Each and every line of the data must appear exactly as given.

───

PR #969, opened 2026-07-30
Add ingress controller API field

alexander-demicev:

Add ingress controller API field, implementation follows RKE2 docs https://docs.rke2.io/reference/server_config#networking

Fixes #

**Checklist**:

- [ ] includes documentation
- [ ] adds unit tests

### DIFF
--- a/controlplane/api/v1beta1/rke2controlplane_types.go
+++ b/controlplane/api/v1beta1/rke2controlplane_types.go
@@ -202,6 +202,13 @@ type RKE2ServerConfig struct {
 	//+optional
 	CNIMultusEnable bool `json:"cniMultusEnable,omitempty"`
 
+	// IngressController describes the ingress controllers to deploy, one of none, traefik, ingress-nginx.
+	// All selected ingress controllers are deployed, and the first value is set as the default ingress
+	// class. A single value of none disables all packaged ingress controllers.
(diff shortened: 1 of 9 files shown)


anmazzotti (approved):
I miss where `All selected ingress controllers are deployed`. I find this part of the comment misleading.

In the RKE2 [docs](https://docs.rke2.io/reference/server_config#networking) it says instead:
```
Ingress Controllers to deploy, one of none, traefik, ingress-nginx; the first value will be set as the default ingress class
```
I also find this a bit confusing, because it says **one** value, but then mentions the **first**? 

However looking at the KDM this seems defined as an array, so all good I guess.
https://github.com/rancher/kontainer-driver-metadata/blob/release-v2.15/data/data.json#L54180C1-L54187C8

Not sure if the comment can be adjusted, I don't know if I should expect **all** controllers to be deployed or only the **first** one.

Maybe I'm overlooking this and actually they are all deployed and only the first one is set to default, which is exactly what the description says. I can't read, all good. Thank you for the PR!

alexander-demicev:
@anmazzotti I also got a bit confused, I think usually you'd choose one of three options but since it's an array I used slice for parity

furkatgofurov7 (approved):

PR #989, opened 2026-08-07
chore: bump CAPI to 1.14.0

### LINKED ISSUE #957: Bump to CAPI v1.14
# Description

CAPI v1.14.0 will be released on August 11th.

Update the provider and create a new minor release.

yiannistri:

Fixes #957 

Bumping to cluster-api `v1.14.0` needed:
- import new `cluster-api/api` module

───

YOUR SOLUTION:
PR #969, opened 2026-07-30
Add ingress controller API field

alexander-demicev:

Add ingress controller API field, implementation follows RKE2 docs https://docs.rke2.io/reference/server_config#networking

Fixes #

**Checklist**:

- [ ] includes documentation
- [ ] adds unit tests

### DIFF
--- a/controlplane/api/v1beta1/rke2controlplane_types.go
+++ b/controlplane/api/v1beta1/rke2controlplane_types.go
@@ -202,6 +202,13 @@ type RKE2ServerConfig struct {
 	//+optional
 	CNIMultusEnable bool `json:"cniMultusEnable,omitempty"`
 
+	// IngressController describes the ingress controllers to deploy, one of none, traefik, ingress-nginx.
+	// All selected ingress controllers are deployed, and the first value is set as the default ingress
+	// class. A single value of none disables all packaged ingress controllers.
(diff shortened: 1 of 9 files shown)


anmazzotti (approved):
I miss where `All selected ingress controllers are deployed`. I find this part of the comment misleading.

In the RKE2 [docs](https://docs.rke2.io/reference/server_config#networking) it says instead:
```
Ingress Controllers to deploy, one of none, traefik, ingress-nginx; the first value will be set as the default ingress class
```
I also find this a bit confusing, because it says **one** value, but then mentions the **first**? 

However looking at the KDM this seems defined as an array, so all good I guess.
https://github.com/rancher/kontainer-driver-metadata/blob/release-v2.15/data/data.json#L54180C1-L54187C8

Not sure if the comment can be adjusted, I don't know if I should expect **all** controllers to be deployed or only the **first** one.

Maybe I'm overlooking this and actually they are all deployed and only the first one is set to default, which is exactly what the description says. I can't read, all good. Thank you for the PR!

alexander-demicev:
@anmazzotti I also got a bit confused, I think usually you'd choose one of three options but since it's an array I used slice for parity

furkatgofurov7 (approved):

PR #989, opened 2026-08-07
chore: bump CAPI to 1.14.0

### LINKED ISSUE #957: Bump to CAPI v1.14
# Description

CAPI v1.14.0 will be released on August 11th.

Update the provider and create a new minor release.

yiannistri:

Fixes #957 

Bumping to cluster-api `v1.14.0` needed:
- import new `cluster-api/api` module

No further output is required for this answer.